Goal of the exercise:
The entries below contain a line with "Adds a Boot" and a line with "- Database transactions may not be completed". Quote exactly those two lines and all lines between them.

Data provided:
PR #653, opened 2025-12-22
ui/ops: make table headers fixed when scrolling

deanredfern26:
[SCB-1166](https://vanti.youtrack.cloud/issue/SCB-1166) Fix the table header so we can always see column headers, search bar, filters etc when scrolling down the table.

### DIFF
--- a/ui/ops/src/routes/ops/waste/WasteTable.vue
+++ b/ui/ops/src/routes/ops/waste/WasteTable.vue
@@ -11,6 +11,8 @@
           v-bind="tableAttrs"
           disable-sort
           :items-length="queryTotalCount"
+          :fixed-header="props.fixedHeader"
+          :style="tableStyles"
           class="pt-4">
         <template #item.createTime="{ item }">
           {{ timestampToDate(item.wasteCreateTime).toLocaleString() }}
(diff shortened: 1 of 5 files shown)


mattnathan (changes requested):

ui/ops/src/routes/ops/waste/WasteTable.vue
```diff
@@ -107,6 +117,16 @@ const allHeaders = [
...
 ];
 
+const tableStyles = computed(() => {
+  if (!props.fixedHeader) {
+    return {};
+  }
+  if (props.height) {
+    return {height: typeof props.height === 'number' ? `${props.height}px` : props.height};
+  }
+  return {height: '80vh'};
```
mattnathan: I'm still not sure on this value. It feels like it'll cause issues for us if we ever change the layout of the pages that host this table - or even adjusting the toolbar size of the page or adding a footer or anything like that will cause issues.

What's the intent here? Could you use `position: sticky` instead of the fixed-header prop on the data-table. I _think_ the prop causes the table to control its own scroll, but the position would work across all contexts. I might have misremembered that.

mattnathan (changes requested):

--

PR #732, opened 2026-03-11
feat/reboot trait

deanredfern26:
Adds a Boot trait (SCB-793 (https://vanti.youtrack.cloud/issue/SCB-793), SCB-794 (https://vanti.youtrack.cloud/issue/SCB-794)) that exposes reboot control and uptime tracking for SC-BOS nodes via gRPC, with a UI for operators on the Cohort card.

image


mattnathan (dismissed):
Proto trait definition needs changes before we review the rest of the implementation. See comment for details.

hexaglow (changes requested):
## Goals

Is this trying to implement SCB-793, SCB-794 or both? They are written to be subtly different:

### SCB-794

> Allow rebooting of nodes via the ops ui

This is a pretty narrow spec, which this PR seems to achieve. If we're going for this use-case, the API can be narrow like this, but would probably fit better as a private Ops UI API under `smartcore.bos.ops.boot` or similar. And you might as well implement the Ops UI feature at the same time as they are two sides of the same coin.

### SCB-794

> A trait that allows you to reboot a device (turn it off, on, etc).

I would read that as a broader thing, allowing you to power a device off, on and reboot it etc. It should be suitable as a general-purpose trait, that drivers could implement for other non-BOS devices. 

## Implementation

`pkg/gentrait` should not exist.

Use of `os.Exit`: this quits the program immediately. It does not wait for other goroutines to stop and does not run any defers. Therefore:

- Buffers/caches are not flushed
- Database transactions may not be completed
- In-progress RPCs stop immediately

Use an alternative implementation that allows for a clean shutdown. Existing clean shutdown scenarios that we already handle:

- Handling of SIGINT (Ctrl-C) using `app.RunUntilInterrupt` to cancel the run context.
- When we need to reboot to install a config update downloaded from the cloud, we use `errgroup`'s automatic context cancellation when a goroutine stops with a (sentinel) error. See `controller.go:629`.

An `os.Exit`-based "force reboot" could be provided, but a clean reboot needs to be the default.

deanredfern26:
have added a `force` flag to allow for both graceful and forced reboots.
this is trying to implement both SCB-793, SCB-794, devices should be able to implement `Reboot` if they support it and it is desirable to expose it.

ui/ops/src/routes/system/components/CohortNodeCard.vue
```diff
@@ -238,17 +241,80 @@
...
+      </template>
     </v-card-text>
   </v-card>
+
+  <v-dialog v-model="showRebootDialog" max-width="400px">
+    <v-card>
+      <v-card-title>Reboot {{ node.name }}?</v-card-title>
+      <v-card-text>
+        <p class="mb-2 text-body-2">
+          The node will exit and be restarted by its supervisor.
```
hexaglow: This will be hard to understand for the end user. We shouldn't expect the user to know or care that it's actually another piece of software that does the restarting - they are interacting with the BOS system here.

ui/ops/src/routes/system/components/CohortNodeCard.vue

* * *

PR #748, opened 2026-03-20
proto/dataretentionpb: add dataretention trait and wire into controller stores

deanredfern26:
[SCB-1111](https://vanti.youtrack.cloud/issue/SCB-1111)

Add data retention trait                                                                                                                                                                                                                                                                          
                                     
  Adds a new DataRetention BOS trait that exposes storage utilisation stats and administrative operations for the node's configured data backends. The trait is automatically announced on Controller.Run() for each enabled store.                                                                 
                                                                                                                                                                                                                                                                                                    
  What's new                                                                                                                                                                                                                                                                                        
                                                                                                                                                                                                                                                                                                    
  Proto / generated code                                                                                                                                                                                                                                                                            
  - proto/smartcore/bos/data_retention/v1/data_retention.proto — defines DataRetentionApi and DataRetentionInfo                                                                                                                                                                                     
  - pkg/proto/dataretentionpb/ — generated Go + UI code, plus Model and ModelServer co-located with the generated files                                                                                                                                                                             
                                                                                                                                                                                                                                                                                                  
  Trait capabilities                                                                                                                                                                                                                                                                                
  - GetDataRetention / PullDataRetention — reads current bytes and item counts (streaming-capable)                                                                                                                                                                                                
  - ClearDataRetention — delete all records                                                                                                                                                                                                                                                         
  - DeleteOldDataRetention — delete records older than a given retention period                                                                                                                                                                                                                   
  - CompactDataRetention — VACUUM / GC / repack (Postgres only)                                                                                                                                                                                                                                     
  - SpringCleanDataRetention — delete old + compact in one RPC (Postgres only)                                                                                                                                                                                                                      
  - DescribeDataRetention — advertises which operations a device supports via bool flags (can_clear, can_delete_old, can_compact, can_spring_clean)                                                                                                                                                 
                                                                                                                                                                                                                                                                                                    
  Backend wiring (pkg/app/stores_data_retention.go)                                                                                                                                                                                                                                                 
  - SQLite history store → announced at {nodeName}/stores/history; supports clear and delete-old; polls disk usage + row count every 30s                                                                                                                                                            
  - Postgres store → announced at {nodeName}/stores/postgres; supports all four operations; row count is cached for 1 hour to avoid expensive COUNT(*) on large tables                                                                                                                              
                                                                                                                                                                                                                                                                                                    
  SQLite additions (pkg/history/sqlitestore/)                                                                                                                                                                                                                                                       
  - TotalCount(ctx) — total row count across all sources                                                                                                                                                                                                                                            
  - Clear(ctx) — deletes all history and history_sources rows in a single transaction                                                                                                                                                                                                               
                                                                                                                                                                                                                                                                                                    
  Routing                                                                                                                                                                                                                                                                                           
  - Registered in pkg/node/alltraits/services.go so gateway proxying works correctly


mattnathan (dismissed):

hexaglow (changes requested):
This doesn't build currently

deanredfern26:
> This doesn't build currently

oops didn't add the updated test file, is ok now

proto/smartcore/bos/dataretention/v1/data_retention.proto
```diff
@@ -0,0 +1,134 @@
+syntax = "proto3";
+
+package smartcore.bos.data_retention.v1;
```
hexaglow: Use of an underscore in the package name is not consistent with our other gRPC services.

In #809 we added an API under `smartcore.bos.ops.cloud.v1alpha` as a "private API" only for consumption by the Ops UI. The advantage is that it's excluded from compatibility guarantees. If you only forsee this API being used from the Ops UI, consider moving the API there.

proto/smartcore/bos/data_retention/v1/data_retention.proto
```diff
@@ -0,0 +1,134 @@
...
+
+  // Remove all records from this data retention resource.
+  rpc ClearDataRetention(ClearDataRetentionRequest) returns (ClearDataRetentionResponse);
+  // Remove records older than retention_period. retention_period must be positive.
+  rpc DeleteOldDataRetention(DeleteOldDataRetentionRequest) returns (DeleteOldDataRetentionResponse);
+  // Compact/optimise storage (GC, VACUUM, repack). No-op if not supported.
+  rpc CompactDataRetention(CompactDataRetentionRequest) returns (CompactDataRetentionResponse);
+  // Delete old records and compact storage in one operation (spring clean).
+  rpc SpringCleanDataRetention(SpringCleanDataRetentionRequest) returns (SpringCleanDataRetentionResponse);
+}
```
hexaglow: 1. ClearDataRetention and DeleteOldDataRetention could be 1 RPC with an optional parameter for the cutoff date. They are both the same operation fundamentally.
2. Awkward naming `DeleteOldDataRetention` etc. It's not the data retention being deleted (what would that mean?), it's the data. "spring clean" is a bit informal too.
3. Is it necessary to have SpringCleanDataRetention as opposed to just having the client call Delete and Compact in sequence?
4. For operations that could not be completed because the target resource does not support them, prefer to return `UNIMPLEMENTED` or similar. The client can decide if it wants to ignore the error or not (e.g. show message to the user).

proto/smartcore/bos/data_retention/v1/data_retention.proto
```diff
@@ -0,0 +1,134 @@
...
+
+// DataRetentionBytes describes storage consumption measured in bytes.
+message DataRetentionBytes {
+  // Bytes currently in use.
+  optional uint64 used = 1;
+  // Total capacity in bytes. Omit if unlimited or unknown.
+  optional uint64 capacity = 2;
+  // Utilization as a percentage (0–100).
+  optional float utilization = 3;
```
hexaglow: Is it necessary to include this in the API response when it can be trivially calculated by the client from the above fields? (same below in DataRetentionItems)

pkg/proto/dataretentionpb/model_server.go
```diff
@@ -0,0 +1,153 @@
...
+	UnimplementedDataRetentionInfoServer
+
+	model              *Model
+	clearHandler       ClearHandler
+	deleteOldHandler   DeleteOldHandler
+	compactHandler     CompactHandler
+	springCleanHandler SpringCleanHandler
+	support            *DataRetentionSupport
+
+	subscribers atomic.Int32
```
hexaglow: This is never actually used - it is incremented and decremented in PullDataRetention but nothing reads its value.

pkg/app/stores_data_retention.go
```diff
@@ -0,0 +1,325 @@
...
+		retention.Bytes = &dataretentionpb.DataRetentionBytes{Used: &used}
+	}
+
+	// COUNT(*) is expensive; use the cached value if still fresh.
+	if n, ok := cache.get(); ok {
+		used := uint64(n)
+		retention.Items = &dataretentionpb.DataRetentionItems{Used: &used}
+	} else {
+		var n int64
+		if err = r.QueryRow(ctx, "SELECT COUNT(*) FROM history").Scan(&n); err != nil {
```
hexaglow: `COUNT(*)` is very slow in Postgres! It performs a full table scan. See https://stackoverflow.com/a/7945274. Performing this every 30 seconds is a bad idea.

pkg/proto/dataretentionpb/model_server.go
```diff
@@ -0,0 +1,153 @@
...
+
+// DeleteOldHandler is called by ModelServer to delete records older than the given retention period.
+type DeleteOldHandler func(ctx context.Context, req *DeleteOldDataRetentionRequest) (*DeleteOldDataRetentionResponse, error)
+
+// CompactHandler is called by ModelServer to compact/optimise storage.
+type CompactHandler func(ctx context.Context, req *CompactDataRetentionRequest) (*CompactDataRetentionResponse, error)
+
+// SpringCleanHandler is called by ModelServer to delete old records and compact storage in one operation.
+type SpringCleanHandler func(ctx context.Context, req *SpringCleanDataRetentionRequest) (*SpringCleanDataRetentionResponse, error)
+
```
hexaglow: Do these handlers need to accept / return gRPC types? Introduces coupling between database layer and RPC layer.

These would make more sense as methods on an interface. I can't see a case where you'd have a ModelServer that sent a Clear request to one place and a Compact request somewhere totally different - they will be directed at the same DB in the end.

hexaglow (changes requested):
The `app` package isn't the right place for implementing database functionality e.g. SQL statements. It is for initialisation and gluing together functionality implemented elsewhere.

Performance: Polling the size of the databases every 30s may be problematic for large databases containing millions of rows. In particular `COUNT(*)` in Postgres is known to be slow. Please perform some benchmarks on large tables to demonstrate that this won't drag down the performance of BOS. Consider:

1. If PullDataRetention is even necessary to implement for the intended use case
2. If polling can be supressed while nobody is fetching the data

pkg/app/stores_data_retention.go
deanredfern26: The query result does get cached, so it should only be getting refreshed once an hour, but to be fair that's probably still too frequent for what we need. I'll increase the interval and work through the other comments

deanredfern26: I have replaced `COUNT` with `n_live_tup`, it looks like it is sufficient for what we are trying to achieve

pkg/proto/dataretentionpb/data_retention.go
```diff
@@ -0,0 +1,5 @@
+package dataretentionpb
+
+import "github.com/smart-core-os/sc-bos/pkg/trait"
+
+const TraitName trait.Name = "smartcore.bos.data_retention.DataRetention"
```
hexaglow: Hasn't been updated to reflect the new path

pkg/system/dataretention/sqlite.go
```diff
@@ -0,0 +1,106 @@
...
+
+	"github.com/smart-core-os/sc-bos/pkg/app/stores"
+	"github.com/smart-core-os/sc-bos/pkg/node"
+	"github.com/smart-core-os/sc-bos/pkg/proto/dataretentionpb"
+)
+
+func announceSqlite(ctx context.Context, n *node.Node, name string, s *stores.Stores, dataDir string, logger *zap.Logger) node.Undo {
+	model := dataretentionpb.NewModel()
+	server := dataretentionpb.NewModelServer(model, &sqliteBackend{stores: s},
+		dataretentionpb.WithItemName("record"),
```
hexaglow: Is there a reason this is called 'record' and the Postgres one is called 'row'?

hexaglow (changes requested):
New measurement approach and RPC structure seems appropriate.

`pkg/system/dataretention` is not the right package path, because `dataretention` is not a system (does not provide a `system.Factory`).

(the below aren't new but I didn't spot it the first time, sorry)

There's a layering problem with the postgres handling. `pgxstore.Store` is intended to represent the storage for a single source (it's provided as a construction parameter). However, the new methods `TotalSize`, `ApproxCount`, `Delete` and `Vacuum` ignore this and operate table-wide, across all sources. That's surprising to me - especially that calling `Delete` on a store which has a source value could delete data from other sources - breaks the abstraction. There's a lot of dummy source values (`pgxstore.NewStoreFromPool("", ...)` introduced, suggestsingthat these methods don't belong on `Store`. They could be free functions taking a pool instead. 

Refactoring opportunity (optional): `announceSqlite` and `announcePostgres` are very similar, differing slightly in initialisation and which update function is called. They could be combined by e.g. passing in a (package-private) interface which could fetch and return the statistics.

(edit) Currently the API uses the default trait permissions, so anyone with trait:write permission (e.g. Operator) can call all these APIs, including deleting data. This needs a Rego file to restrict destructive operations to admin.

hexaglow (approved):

Exercise result:
Adds a Boot trait (SCB-793 (https://vanti.youtrack.cloud/issue/SCB-793), SCB-794 (https://vanti.youtrack.cloud/issue/SCB-794)) that exposes reboot control and uptime tracking for SC-BOS nodes via gRPC, with a UI for operators on the Cohort card.

image


mattnathan (dismissed):
Proto trait definition needs changes before we review the rest of the implementation. See comment for details.

hexaglow (changes requested):
## Goals

Is this trying to implement SCB-793, SCB-794 or both? They are written to be subtly different:

### SCB-794

> Allow rebooting of nodes via the ops ui

This is a pretty narrow spec, which this PR seems to achieve. If we're going for this use-case, the API can be narrow like this, but would probably fit better as a private Ops UI API under `smartcore.bos.ops.boot` or similar. And you might as well implement the Ops UI feature at the same time as they are two sides of the same coin.

### SCB-794

> A trait that allows you to reboot a device (turn it off, on, etc).

I would read that as a broader thing, allowing you to power a device off, on and reboot it etc. It should be suitable as a general-purpose trait, that drivers could implement for other non-BOS devices. 

## Implementation

`pkg/gentrait` should not exist.

Use of `os.Exit`: this quits the program immediately. It does not wait for other goroutines to stop and does not run any defers. Therefore:

- Buffers/caches are not flushed
- Database transactions may not be completed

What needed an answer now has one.